PR #709, opened 2022-10-30
Call predicate on candidate display string (fix #708)

### LINKED ISSUE #708: Citar with vanilla Emacs (no Vertico)
**Describe the bug**

Citar does not work well with Emacs' default completions.

**To Reproduce**

1. Run `citar-open`
2. Type `TAB`

**Expected behavior**

The completions buffer appears, like in `M-x` or `C-x b`.

**Emacs version:**

29

**Additional context**

- When I type something at the "Reference:" prompt and then press `TAB`, nothing happens either.  The newly typed text disappears and Citar asks again (and again).

- Everything works well with Vertico.

oantolin:
citar--completion-table mistakenly called the completion system's predicate on the minibuffer input typed by the user instead of calling it on the completion candidate, a display string for a reference.

### DIFF
--- a/citar.el
+++ b/citar.el
@@ -513,9 +513,9 @@ and other completion functions."
         ;; REVIEW this now works, but probably needs refinement
         (let ((predicate
                (when (or filter predicate)
-                 (lambda (_ key)
+                 (lambda (cand key)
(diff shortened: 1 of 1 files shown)


bdarcus:
Thank you!

PR #710, opened 2022-11-01
Create limited itemgetter for citeproc-formatting

### LINKED ISSUE #702: `citar-copy-reference` slow?
Thanks for this great package.

I noticed that it takes Emacs 5–7 seconds after I invoke `citar-copy-reference` to actually copy the formatted reference to the kill ring. Emacs runs generally pretty fast on my current machine and I very rarely notice these sorts of delays, so I was wondering if this behavior is normal or if there is something that could be done to improve performance (this wouldn't normally bother me, but I use `citar-copy-reference` dozens of times per day on average). I attach a profiler report, in case it helps, and the relevant parts of my config follow.

[profiler.txt](https://github.com/emacs-citar/citar/files/9804546/profiler.txt)

``` emacs-lisp
(use-package oc
  :demand t
  :custom
  (org-cite-global-bibliography `(,ps/file-bibliography))
  (org-cite-csl-styles-dir ps/dir-csl-styles)
  (org-cite-csl-locales-dir ps/dir-csl-locales)
  (org-cite-follow-processor 'citar) ; `org-open-at-point` integration

(use-package citar
  :straight (citar :type git :host github :repo "emacs-citar/citar" :includes (citar-org))
  :demand t
  :after (oc vertico embark marginalia citeproc)
  :custom
  (citar-open-note-functions '(orb-citar-edit-note))
  (citar-bibliography org-cite-global-bibliography)
  (citar-notes-paths `(,ps/dir-bibliographic-notes))
  (citar-at-point-function 'embark-act)
  (citar-symbols
     (link ,(all-the-icons-octicon "link" :face 'all-the-icons-orange :v-adjust 0.01) . " ")))
  (citar-symbol-separator "  ")
  (citar-format-reference-function 'citar-citeproc-format-reference))

(use-package citar-citeproc
  :after citar
  :demand t
  :custom
  (citar-citeproc-csl-styles-dir org-cite-csl-styles-dir)
  (citar-citeproc-csl-locales-dir org-cite-csl-locales-dir))

```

● Your assignment
Your task is to transcribe the listing in full, so that each line reads exactly as before.

● Response to the task
PR #709, opened 2022-10-30
Call predicate on candidate display string (fix #708)

### LINKED ISSUE #708: Citar with vanilla Emacs (no Vertico)
**Describe the bug**

Citar does not work well with Emacs' default completions.

**To Reproduce**

1. Run `citar-open`
2. Type `TAB`

**Expected behavior**

The completions buffer appears, like in `M-x` or `C-x b`.

**Emacs version:**

29

**Additional context**

- When I type something at the "Reference:" prompt and then press `TAB`, nothing happens either.  The newly typed text disappears and Citar asks again (and again).

- Everything works well with Vertico.

oantolin:
citar--completion-table mistakenly called the completion system's predicate on the minibuffer input typed by the user instead of calling it on the completion candidate, a display string for a reference.

### DIFF
--- a/citar.el
+++ b/citar.el
@@ -513,9 +513,9 @@ and other completion functions."
         ;; REVIEW this now works, but probably needs refinement
         (let ((predicate
                (when (or filter predicate)
-                 (lambda (_ key)
+                 (lambda (cand key)
(diff shortened: 1 of 1 files shown)


bdarcus:
Thank you!

PR #710, opened 2022-11-01
Create limited itemgetter for citeproc-formatting

### LINKED ISSUE #702: `citar-copy-reference` slow?
Thanks for this great package.

I noticed that it takes Emacs 5–7 seconds after I invoke `citar-copy-reference` to actually copy the formatted reference to the kill ring. Emacs runs generally pretty fast on my current machine and I very rarely notice these sorts of delays, so I was wondering if this behavior is normal or if there is something that could be done to improve performance (this wouldn't normally bother me, but I use `citar-copy-reference` dozens of times per day on average). I attach a profiler report, in case it helps, and the relevant parts of my config follow.

[profiler.txt](https://github.com/emacs-citar/citar/files/9804546/profiler.txt)

``` emacs-lisp
(use-package oc
  :demand t
  :custom
  (org-cite-global-bibliography `(,ps/file-bibliography))
  (org-cite-csl-styles-dir ps/dir-csl-styles)
  (org-cite-csl-locales-dir ps/dir-csl-locales)
  (org-cite-follow-processor 'citar) ; `org-open-at-point` integration

(use-package citar
  :straight (citar :type git :host github :repo "emacs-citar/citar" :includes (citar-org))
  :demand t
  :after (oc vertico embark marginalia citeproc)
  :custom
  (citar-open-note-functions '(orb-citar-edit-note))
  (citar-bibliography org-cite-global-bibliography)
  (citar-notes-paths `(,ps/dir-bibliographic-notes))
  (citar-at-point-function 'embark-act)
  (citar-symbols
     (link ,(all-the-icons-octicon "link" :face 'all-the-icons-orange :v-adjust 0.01) . " ")))
  (citar-symbol-separator "  ")
  (citar-format-reference-function 'citar-citeproc-format-reference))

(use-package citar-citeproc
  :after citar
  :demand t
  :custom
  (citar-citeproc-csl-styles-dir org-cite-csl-styles-dir)
  (citar-citeproc-csl-locales-dir org-cite-csl-locales-dir))

```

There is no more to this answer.